Instructions for the task> Nothing outside the range below should be printed. Output exactly the lines from the line with "[MS-256] filter out" to the line with "meladRaouf: @BurningAXE Yes, this", both included.

Dataset entries>
————
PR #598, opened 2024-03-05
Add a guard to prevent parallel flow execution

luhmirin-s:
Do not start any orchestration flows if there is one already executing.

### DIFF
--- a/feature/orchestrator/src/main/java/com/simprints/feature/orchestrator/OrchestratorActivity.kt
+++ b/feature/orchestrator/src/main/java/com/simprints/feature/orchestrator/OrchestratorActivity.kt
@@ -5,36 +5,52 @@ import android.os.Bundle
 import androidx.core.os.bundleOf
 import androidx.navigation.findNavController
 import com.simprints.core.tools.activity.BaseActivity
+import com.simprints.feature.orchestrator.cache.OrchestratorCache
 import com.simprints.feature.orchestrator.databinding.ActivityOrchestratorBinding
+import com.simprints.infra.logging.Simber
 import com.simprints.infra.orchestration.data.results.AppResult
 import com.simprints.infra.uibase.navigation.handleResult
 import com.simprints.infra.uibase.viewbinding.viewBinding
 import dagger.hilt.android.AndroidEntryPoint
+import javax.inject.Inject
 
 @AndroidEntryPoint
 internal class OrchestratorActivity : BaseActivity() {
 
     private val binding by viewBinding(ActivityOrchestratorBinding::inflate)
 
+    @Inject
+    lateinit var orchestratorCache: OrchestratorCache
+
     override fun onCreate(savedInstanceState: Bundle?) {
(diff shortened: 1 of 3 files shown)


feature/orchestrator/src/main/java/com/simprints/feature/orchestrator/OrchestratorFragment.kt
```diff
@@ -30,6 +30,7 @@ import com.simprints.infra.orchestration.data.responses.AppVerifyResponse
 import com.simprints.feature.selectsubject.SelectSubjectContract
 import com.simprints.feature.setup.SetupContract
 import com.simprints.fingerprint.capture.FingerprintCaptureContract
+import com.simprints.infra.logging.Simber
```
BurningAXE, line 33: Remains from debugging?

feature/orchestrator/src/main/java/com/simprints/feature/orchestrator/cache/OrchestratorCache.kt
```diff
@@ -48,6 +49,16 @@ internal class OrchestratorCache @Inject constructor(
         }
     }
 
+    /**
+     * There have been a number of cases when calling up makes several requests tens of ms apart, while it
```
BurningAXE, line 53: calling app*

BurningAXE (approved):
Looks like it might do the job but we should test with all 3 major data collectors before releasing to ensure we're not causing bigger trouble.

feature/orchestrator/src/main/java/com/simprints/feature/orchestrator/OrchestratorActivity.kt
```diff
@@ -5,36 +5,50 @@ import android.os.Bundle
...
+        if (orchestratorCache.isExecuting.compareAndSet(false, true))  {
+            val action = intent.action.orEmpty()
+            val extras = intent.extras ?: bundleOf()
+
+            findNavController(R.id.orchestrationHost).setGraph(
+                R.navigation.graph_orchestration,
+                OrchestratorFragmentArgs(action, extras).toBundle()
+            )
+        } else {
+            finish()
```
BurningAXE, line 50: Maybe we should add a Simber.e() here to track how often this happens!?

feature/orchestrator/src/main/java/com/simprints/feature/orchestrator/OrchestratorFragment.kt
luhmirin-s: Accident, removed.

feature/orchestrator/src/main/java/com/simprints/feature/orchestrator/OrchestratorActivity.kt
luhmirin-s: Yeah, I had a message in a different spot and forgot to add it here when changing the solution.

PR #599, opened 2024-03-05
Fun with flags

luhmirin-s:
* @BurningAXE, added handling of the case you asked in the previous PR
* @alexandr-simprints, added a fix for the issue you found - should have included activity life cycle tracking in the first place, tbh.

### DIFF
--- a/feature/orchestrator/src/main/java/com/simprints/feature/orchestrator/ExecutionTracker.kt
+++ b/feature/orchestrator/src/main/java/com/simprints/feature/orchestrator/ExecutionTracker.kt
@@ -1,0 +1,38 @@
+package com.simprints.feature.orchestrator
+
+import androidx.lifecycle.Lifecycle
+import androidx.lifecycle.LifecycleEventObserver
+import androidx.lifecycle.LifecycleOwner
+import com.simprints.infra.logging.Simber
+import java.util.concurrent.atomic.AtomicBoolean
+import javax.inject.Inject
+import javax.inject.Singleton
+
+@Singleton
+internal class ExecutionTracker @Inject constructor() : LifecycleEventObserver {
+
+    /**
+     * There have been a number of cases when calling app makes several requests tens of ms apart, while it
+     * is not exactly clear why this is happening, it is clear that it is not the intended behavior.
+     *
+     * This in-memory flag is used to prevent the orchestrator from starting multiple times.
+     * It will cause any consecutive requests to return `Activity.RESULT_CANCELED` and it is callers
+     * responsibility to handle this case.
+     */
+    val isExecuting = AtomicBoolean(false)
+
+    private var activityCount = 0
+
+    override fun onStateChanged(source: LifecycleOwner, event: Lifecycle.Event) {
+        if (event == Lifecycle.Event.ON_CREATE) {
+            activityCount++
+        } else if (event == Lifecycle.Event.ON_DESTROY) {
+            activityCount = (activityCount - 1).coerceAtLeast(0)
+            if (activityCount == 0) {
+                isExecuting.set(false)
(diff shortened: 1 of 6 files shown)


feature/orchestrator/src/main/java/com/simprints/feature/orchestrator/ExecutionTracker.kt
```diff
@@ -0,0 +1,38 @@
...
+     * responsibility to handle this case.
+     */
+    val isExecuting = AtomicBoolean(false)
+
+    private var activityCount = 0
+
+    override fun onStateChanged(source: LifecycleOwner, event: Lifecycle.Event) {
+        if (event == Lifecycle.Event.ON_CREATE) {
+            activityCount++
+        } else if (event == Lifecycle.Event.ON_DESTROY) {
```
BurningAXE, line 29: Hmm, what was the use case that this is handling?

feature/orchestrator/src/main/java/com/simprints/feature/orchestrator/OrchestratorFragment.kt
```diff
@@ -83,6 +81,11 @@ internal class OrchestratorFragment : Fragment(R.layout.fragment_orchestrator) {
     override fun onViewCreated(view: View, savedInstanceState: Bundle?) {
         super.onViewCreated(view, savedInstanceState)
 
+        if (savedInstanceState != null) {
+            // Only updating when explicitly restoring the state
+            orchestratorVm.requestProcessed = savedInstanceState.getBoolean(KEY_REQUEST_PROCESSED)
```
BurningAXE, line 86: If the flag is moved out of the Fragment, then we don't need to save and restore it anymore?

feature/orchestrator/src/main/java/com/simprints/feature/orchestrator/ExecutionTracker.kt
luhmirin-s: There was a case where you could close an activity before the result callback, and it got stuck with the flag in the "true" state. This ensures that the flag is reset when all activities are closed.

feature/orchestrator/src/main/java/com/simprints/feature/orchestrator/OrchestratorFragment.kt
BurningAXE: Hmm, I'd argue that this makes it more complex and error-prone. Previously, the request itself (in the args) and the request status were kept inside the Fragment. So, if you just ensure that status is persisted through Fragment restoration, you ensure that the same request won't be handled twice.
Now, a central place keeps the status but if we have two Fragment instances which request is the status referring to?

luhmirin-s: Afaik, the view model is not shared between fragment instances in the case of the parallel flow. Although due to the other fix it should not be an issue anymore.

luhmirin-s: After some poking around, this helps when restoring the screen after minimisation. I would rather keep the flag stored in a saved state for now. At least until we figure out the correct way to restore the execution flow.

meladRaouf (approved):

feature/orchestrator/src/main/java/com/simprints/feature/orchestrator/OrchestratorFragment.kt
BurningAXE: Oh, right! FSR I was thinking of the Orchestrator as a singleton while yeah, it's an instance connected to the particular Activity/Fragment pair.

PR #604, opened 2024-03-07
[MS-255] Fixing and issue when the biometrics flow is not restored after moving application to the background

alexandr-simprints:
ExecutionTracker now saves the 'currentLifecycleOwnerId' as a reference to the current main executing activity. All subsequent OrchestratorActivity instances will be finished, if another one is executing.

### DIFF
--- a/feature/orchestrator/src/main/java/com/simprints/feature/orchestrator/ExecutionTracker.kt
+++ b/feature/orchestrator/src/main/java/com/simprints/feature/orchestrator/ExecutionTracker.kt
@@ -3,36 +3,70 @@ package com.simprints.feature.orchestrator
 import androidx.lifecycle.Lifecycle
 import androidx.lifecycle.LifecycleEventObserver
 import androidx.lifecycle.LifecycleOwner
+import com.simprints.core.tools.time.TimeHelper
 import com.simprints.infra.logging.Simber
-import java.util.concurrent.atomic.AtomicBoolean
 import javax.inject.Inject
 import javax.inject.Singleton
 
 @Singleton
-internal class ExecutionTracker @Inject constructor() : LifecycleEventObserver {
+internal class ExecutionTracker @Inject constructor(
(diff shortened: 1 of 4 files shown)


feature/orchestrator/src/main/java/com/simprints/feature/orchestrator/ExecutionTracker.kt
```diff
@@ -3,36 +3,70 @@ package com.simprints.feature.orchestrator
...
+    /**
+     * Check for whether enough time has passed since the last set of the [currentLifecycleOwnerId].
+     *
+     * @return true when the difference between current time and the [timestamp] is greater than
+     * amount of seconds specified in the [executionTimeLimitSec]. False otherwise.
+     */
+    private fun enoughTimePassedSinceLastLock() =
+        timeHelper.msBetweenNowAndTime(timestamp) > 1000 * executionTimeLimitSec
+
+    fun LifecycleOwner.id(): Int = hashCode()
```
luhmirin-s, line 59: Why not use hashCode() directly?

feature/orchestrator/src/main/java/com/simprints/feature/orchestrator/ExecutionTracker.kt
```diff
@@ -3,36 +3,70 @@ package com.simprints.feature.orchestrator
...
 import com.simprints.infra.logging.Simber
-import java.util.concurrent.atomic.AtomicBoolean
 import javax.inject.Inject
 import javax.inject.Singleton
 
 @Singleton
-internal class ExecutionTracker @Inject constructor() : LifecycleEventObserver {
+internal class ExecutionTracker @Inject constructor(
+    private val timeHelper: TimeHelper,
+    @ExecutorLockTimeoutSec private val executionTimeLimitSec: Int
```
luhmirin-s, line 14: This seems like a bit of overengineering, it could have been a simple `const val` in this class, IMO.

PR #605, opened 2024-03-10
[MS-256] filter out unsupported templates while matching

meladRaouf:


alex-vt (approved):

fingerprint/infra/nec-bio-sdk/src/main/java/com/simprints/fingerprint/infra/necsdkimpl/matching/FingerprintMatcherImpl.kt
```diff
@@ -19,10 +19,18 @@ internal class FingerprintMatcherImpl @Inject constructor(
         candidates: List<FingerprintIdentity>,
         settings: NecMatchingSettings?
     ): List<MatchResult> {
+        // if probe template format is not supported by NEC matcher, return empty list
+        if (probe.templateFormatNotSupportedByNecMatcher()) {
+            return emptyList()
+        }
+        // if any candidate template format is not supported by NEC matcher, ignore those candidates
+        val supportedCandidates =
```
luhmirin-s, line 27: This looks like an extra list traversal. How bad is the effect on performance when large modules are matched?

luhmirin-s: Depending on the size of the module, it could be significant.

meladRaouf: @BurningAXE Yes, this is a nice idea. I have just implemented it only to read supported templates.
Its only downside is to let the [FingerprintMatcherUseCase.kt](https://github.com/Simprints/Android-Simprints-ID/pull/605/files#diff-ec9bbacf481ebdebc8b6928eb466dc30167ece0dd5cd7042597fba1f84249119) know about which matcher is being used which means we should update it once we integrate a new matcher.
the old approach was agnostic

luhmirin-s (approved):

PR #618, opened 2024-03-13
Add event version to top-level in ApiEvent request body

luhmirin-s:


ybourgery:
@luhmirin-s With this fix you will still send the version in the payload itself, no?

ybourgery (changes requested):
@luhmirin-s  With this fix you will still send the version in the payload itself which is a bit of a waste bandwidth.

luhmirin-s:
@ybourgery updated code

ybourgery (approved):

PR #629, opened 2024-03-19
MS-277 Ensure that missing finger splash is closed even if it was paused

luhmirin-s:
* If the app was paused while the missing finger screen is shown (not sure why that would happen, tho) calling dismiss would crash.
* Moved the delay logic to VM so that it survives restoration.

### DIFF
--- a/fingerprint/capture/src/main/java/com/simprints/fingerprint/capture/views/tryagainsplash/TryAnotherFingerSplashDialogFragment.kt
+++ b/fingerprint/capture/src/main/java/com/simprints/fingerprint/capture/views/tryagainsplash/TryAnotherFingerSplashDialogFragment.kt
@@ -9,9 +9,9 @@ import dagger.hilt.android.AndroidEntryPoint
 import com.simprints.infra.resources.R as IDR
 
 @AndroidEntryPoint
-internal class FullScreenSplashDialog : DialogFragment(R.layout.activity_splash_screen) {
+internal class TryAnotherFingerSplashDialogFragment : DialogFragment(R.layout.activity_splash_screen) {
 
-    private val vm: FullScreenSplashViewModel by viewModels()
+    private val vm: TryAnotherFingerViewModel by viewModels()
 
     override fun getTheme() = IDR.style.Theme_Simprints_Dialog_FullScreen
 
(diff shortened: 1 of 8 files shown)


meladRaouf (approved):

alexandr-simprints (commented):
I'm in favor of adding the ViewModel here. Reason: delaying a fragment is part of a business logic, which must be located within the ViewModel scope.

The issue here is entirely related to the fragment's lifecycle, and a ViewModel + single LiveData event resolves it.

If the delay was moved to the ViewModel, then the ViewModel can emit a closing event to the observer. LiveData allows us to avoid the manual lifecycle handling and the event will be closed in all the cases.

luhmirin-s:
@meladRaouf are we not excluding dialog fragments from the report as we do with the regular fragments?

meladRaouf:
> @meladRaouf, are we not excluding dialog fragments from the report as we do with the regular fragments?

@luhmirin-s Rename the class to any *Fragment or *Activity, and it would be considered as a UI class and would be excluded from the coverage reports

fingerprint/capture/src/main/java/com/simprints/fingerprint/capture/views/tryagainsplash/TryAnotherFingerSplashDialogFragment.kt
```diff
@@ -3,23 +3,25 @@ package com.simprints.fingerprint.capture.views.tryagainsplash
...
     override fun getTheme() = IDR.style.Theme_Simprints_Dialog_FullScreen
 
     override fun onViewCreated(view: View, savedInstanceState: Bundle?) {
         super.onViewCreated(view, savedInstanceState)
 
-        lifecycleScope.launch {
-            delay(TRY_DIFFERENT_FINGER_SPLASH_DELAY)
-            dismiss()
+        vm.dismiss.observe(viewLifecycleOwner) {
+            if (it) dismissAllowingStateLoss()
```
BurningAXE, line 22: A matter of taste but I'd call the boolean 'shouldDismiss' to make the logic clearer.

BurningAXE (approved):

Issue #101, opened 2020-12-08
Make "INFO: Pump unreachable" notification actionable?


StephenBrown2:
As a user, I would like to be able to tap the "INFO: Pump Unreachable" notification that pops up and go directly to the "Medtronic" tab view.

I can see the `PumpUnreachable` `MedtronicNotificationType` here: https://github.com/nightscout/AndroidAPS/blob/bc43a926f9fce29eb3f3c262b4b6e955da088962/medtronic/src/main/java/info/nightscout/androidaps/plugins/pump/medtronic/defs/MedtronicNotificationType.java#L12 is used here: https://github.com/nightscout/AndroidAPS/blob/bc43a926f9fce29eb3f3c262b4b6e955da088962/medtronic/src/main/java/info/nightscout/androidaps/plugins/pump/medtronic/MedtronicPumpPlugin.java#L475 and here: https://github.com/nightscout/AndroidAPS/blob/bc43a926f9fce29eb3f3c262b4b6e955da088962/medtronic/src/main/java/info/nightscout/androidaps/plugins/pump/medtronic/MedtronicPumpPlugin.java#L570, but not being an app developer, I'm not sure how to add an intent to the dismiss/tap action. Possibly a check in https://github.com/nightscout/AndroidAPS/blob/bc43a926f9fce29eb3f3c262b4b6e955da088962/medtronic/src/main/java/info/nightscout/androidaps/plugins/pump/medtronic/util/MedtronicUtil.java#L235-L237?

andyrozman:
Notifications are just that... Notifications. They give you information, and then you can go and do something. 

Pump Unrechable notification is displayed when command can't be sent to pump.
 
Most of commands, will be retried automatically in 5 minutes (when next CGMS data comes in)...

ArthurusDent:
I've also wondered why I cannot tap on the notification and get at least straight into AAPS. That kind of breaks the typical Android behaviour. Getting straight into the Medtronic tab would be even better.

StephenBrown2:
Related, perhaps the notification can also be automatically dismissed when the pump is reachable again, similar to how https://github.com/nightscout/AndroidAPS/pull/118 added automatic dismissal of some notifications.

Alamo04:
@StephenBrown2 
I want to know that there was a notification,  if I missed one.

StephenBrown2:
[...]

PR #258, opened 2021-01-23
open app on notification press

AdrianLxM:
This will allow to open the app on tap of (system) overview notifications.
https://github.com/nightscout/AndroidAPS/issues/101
————
Worked solution>
[MS-256] filter out unsupported templates while matching

meladRaouf:


alex-vt (approved):

fingerprint/infra/nec-bio-sdk/src/main/java/com/simprints/fingerprint/infra/necsdkimpl/matching/FingerprintMatcherImpl.kt
```diff
@@ -19,10 +19,18 @@ internal class FingerprintMatcherImpl @Inject constructor(
         candidates: List<FingerprintIdentity>,
         settings: NecMatchingSettings?
     ): List<MatchResult> {
+        // if probe template format is not supported by NEC matcher, return empty list
+        if (probe.templateFormatNotSupportedByNecMatcher()) {
+            return emptyList()
+        }
+        // if any candidate template format is not supported by NEC matcher, ignore those candidates
+        val supportedCandidates =
```
luhmirin-s, line 27: This looks like an extra list traversal. How bad is the effect on performance when large modules are matched?

luhmirin-s: Depending on the size of the module, it could be significant.

meladRaouf: @BurningAXE Yes, this is a nice idea. I have just implemented it only to read supported templates.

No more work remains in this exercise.